How can I check if std::pow will overflow double

▼魔方 西西 提交于 2021-01-28 03:22:15

问题


I have a function that deals with arbitrarily large grids. I need to compute if a grid to the power of another number will fit into a double due to using std::pow. If it cannot, I want to take a different branch and use gnu multiprecision library instead of normal.

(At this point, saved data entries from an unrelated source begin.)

PR #3026, opened 2021-02-10
Remove incorrect const declarations on filename strings.

thess:
Filename strings are not const. 
Compiler warnings are generated when assigning a const to a non-const pointer - as in:
```
Firmware/ultralcd.cpp: In function 'void lcd_implementation_drawmenu_sdfile_selected(uint8_t, const char*, char*)':
Firmware/ultralcd.cpp:343:24: warning: invalid conversion from 'const char*' to 'char*' [-fpermissive]

          longFilename = filename;                                                                   
                         ^~~~~~~~ 
```

### DIFF
--- a/Firmware/ultralcd.cpp
+++ b/Firmware/ultralcd.cpp
@@ -275,8 +275,8 @@ static void lcd_delta_calibrate_menu();
 
 
 /* Different types of actions that can be used in menu items. */
-static void menu_action_sdfile(const char* filename);
-static void menu_action_sddirectory(const char* filename);
+static void menu_action_sdfile(char* filename);
+static void menu_action_sddirectory(char* filename);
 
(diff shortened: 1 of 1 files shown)


wavexx:
I had a similar one (see #3003) which I closed in favor of #2405 which is more comprehensive and also seems to be already tagged for the next release

thess:
I merged #2405 into a clean MK3 branch and it still has a couple of const conversion warnings when built with 7.3.0. Filename strings being passed around ultralcd sdfile functions are NOT const.

wavexx:
When I last tried it was ok, but I'd suggest to comment on #2405 directly

thess:
Closing and deferring to #2405 (nice work BTW). Hopefully when 3.10 is cut the devs will be using current tools and cleanup warnings :wink:

PR #3029, opened 2021-02-13
Add support to build a specific language

jbrunner:
Allows to build a single language only using `./build.sh en`


wavexx:
FIY we overhauled completely the language infrastructure.

With the new cmake build you can select a language during configuration: ``cmake -DMAIN_LANGUAGES=[code] -DCOMMUNITY_LANGUAGES=``. For the common english-only build, you can configure as usual and just "make ALL_ENGLISH" for the english-only build that has no multi-language support.

The old build system still allows to configure the build-in languages by exporting the ``LANGUAGES`` and ``COMMUNITY_LANGUAGES`` environment variables prior to build. See ``lang/config.sh``.

Do you think this is still necessary?

PR #3034, opened 2021-02-18
PFW-960 Improve M0/M1/M117

3d-gussner:
# `M0/M1` are **NOT** pause gcode commands 

### Gcode `M1` must have a string while `M0` it is optional
As the `M0/M1` moved to the beginning of the parser
 - parser would not be able to "find" `M1nn` command if the query was `M1` instead of `M1 ` (a space behind)
 - to be able to "stop/halt" without sending a string and display default message use gcode `M0`
 - as there are no `M0nn` gcodes the parser can query `M0` without additional space needed as in `M1 `
 - `M0/M1` with parameters `P or S` will **NOT** show any text as mentioned in https://github.com/prusa3d/Prusa-Firmware/issues/2055#issuecomment-713090311

### In Octoprint `M0, M1` should not be in "Pausing commands" as these are **NOT** pause commands, they stop/halt/sleep the printer.

Addressing few requests from https://github.com/prusa3d/Prusa-Firmware/issues/2055

Thanks to @vojtech-pavlik and his PR #1900 which I merged to newer version and improved one or two things.


3d-gussner:
Replaces PR #1900

DRracer (approved):
After fixing some indentation this looks correct to me. Approving.

Issue #3037, opened 2021-02-19
[BUG] M73 does not show any remaining time


fuso2001:
**Printer type** - MK3S+
**Printer firmware version**- 3.9.3 commit 3556

**MMU Upgrade** - MMU2S

**SD card or USB/Octoprint**
  Print via USB/Octoprint

**Describe the bug**
  M73 Commando only shows the completed percentages in the display. The remaining time display remains at 0. The messages via the USB interface towards the host are OK and contain the new "C" object. Time to change is a "-1" value.
  
**To Reproduce**
  Start a print and watch the display.
  
**G-code**
  G-Code was generated with PrusaSlicer and contains M73 commands

3d-gussner:
@fuso2001 Thanks for reporting. Please add next time that you compiled the firmware in the **Printer firmware version** part.

fuso2001:
> **Printer type** - MK3S+
> **Printer firmware version**- 3.9.3 commit 3556
> 
> **MMU Upgrade** - MMU2S
> 
> **SD card or USB/Octoprint**
> Print via USB/Octoprint
> 
> **Describe the bug**
> M73 Commando only shows the completed percentages in the display. The remaining time display remains at 0. The messages via the USB interface towards the host are OK and contain the new "C" object. Time to change is a "-1" value.
> 
> **To Reproduce**
> Start a print and watch the display.
> 
> **G-code**
> G-Code was generated with PrusaSlicer and contains M73 commands

> @fuso2001 Thanks for reporting. Please add next time that you compiled the firmware in the **Printer firmware version** part.

> Okay, thank you for the answer. I now set starttime to _millis () in the M862.3 command. It works now.

3d-gussner:
Should be fixed with https://github.com/prusa3d/Prusa-Firmware/pull/3067

JohnnyDeer:
I'm closing this issue as solved by mentioned #3067.

PR #3039, opened 2021-02-20
Fix issue #3037

3d-gussner:
`starttime` is only set for SD prints via gcode `M24 and M32`


3d-gussner:
Better solution is to have also `starttime` for USB prints. Other wise without `M73` the printer uptime is shown and not the print time during USB prints.

3d-gussner:
Moved "Better solution" to new branch. Let's fix this issue first.

DRracer (approved):

PR #3675, opened 2022-10-09
Fix issue where MMU status messages are not padded

gudnimg:
Fix issue where MMU status messages were not padded. Also combined common cases to reduce code size (saves 10 bytes of flash)


leptun (approved):
Looks good to me. It should fix the lcd padding for the mmu messages

PR #3683, opened 2022-10-12
cmake: Toolchain tweaks

wavexx:
Allow two toolchains to be used:

- AvrGcc: use avr-gcc from dependencies
- AnyAvrGcc: use system's avr-gcc for testing

Switch avr-gcc to Microchip's version, which has less overhead.

Update travis and vscode to use AvrGcc.

### DIFF
--- a/.github/travis/cmake-build.sh
+++ b/.github/travis/cmake-build.sh
@@ -4,7 +4,7 @@ rm -rf build
 mkdir build
 cd build
 cmake .. \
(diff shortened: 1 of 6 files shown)


leptun (approved):
Works fine in my setup. This is the first time I build with cmake and it worked right away (after calling bootstrap.py)

3d-gussner:
Gonna test on Windows and Linux asap.

3d-gussner (approved):
Works on Linux and Windows

PR #3685, opened 2022-10-12
Optimisation: Reduce code size in rendering SD file names and folders

gudnimg:
No change in UI or behaviour just more efficient code size. Tested on MK3S+ with SD card.

Change in memory:
Flash: -88 bytes
SRAM: 0 bytes


leptun (approved):
Tested with files and dirs of W-1, W and W+1 sizes, All displayed properly

PR #3686, opened 2022-10-13
Add targets for language checking

wavexx:
Add the following macro targets to check translations:

- check_lang: check all languages for all variants
- check_lang_[variant]: check all languages for [variant]
- check_lang_[lang]: check all variants against [lang]
- check_lang_[variant]_[lang]: check a single variant/language

For example:

- ninja check_lang: check *everything*
- ninja check_lang_de: check German in all variants
- ninja check_lang_MK3S-EINSy10a: check all languages in the MK3S
- ninja check_lang_MK3S-EINSy10a_de: check German in the MK3S

The build now also checks for language *errors*. The old output is now split into a new travis stage due to the amount of output it produces.  See "Show all checks" -> Details -> "Stage 2: lang"

### DIFF
--- a/.github/travis/cmake-lang.sh
+++ b/.github/travis/cmake-lang.sh
@@ -1,0 +1,10 @@
+#!/bin/sh
+set -xe
+rm -rf build
+mkdir build
+cd build
+cmake .. \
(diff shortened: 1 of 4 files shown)


3d-gussner (approved):
Great addition to for translators.

PR #3687, opened 2022-10-13
lang: Add git diff filter instructions for po files

wavexx:
Add some gitattributes for po/pot files and relevant instructions for translators.


3d-gussner (approved):
Nice addition, works well

PR #3691, opened 2022-10-15
Cleanup: remove `automatic` parameter from `unload_filament()`

gudnimg:
In M600 and M702, the Z-lift is taken care of outside this function (via gcode) so it makes no sense to have a Z-lift within `unload_filament()`

Only exception to this is in the wizard, there I moved the Z-lift to happen before we start heating the nozzle.

Change in memory:
Flash: -12 bytes
SRAM: 0 bytes


gudnimg:
Note: I've been sitting on this change since we recently changed the gcodes for the MMU. I didn't want to touch the wizard code in that PR.

wavexx (approved):

gudnimg:
rebased PR to sync with MK3 branch :)

DRracer (approved):

PR #3692, opened 2022-10-16
:construction: WIP MMU Jam detection, the Redux

### LINKED ISSUE #2478: [ENHANCEMENT] MMU jam/grinding detection.
**Printer type** - MK3S
**MMU Upgrade** - MMU2S

For the -S variant with the IR sensor, the sensor state is ignored when printing. If there's a jam, the filament grinds and the IR sensor will change to zero. Seems useful to detect this and likely save the print (or at least the user's time). This should work for both heat-creep jams or feed-tube/buffer jams and binding. 

I haven't quite finished poking around in the mmu handling routines yet but I suspect the end result will probably be a jam notice that the mmu needs attention. Depending on the nature of the jam it may just make the situation more difficult if automatic action is attempted - I think it's best to let the user determine what's up. 

-> This will only work for the 3S variant; I hear the Mk3 sensor's reliability has improved significantly, but I suspect it's rarely used for the MMU anymore owing to the improved loading from using the IR lever.

It's been requested before in #2214 which was closed and noted it was in the backlog. I'm noting this as a new open issue because I'm going to take a stab at this; some of my filament seems more prone to this problem than others. Please feel free to add comments/concerns.

vintagepc:
This is a redux of #2499 for the new MMU infrastructure (closes #2478)

Obsoletes #2499 

Please note it's only been tested in that it compiles; I would like to gather feedback on the proposed implementation/theory before spending the time to polish and test it.


3d-gussner:
@vintagepc Are you working on this?

Phetdanai:
`hello`

3d-gussner:
@Phetdanai Please stop write useless comments. https://github.com/prusa3d/Prusa-Firmware/pull/3155#issuecomment-1890833114

PR #3694, opened 2022-10-17
PFW-1415: Rename `Extruder fan` to `Hotend fan`

3d-gussner:
@JakoobCZ FYI
Translated also `Hotend fan` in all languages with the existing `Hotend` and `fan` translations.

- [X] cherry-pick to MK3_3.12


Firmware/Marlin_main.cpp
```diff
@@ -1247,7 +1247,7 @@ void setup()
     temp_mgr_init();
 
 #ifdef EXTRUDER_ALTFAN_DETECT
-	SERIAL_ECHORPGM(_n("Extruder fan type: "));
+	SERIAL_ECHORPGM(_n("Hotend fan type: "));
```
leptun, line 1250: I wouldn't touch this one. It's not visible anyway and prusa link might be parsing it

If it is not parsed, then I see no issue with this change

3d-gussner: As "Hotend fan" is the only term we should use from now on I will create an issue for PrusaLink and add a Release Note. There might be some OctoPrint Plugins that depend on it.

3d-gussner: @leptun Thanks pointing this out and I have found something related in PrusaLink.

DRracer (approved):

Is there a quick way to see if:

int a = 1024;
int b = 0-10;

if(checkPowFitsDouble(a, b)) {
    long c = static_cast<long>(std::pow(a, b)); //this will only work if b < 6
} else {
    mpz_t c; //yada yada gmp
}

I am completely stumped on checkPowFitsDouble; perhaps there is some math trick I don't know of.


回答1:


A common trick to check whether exponentiations will overflow uses logarithms. The idea is based on these relationships:

a^b <= m <=> log(a^b) <= log(m) <=> b * log(a) <= log(m) <=> b <= log(m) / log(a)

For instance,

int a = 1024;

for (int b = 0; b < 10; ++b) {
    if (b * std::log(a) < std::log(std::numeric_limits<long>::max())) {
        long c = std::pow(a, b);
        std::cout << c << '\n';
    }
    else
        std::cout << "overflow\n";
}

This gives the idea. I hope this helps.




回答2:


Unless it's particularly performance-critical, the suggestion would be to try it and see. If it overflows a double, std::pow will return HUGE_VAL. Hence something like:

double val = std::pow(a, b);
if(val != HUGE_VAL) {
    ...
} else {
    mpz_t c; 
    //...
}



回答3:


You can easily use the reverse functions in the test:

if ( std::log( DBL_MAX ) / std::log( a ) < b ) {
    //  std::pow( a, b ) will not overflow...
} else {
}

It might be just as good to just do the pow, and see if it succeeds:

errno = 0;
double powab = std::pow( a, b );
if ( errno == 0 ) {
    //  std::pow succeeded (without overflow)
} else {
    //  some error (probably overflow) with std::pow.
}

You won't gain much time by just calculating std::log( a ). (std::log( DBL_MAX ) is, of course, a constant, so only needs to be calculated once.)




回答4:


With a logarithm base 10, you can deduce that std:pow(a, b) has log(a^b) = b log a digits. You can then trivially see if it fits a double, which can fit values up to DBL_MAX.

However, this method performs additional computation than just computing a^b once. Measure a version with GMP first and see if checking for overflow actually provides any measurable and reproducible benefits.

EDIT: Ignore this, std::pow already returns an appropriate value in case an overflow occurs, so use that.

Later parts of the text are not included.